Technical analysis (TA) is based on the startlingly simple idea that all relevant fundamental information about a tradable security is incorporated into the price. Therefore, all technical trading strategies are based on variations of price and volume. Technical analysis includes the study of trends, countertrends, moving averages, areas of support and resistance, volume patterns, and price patterns. In addition, increasingly sophisticated indicators are being developed on a regular basis.
Technical analysis can be traced back to the late nineteenth century writings of Charles Dow, founder of the Dow Jones Company. His approach came be known as the Dow Theory. It asserted that the stock market moves in certain phases with predictable patterns. John McGee and R. D. Edwards published the first of many editions of their classic book, Technical Analysis of Stock Trends in 1948 and popularized the term.
The legendary speculator Munehisa Homma was among the first of several famous technicians who used past prices to predict future price movements. Homma amassed a huge fortune in the rice market in the 1700s in Japan. His techniques evolved into what are known today as the candlestick patterns.
Alfred Cowles (1933) was probably the first to conduct an empirical study of technical analysis that was published in an academic journal. He calculated that Hamilton’s forecasts based on the Dow Theory over the period of 1904 and 1929 were successful 55% of the time.

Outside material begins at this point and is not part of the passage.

Issue #10492, opened 2021-11-10
Add more detailed instructions for exposing an external istiod to remote clusters


frankbu:
Step 3 in the [external control plane setup instructions](https://istio.io/latest/docs/setup/install/external-controlplane/#set-up-a-gateway-in-the-external-cluster) should provide more details on how to expose the ingress gateway, for example, provide cut-and-paste commands for doing it using `kind` clusters.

Few researchers studied technical analysis until the 1960s, when Fama and Blume (1966) showed that common filter rules were not profitable based on daily prices of 30 individual securities in the Dow Jones Industrial Average (DJIA) from 1956 to1962. A similar conclusion was also reached by Jensen and Benington (1970) in their study of relative strength systems. These empirical findings were what perhaps prompted Fama (1970) to propose the well known efficient market hypothesis that market prices reflect all available information. According to this view – that for decades reflected mainstream academic thinking – no abnormal returns (i.e., profits greater than the overall market averages) can be attained by using historical price and other market data.
It is not surprising therefore that some academics take a strong view against technical analysis. For example, Bernard Malkiel (1981), a defender of the efficient market hypothesis, in his influential book, A Random Walk Down Wall Street, wrote, “Technical analysis is anathema to the academic world.” From his point of view, technical analysis was about as useful as divination by reading tea leaves or the entrails of goats.
In practice, however, all major brokerage firms publish technical commentary on the market and many of their advisory services are based on technical analysis. Many top traders and investors use it partially or exclusively.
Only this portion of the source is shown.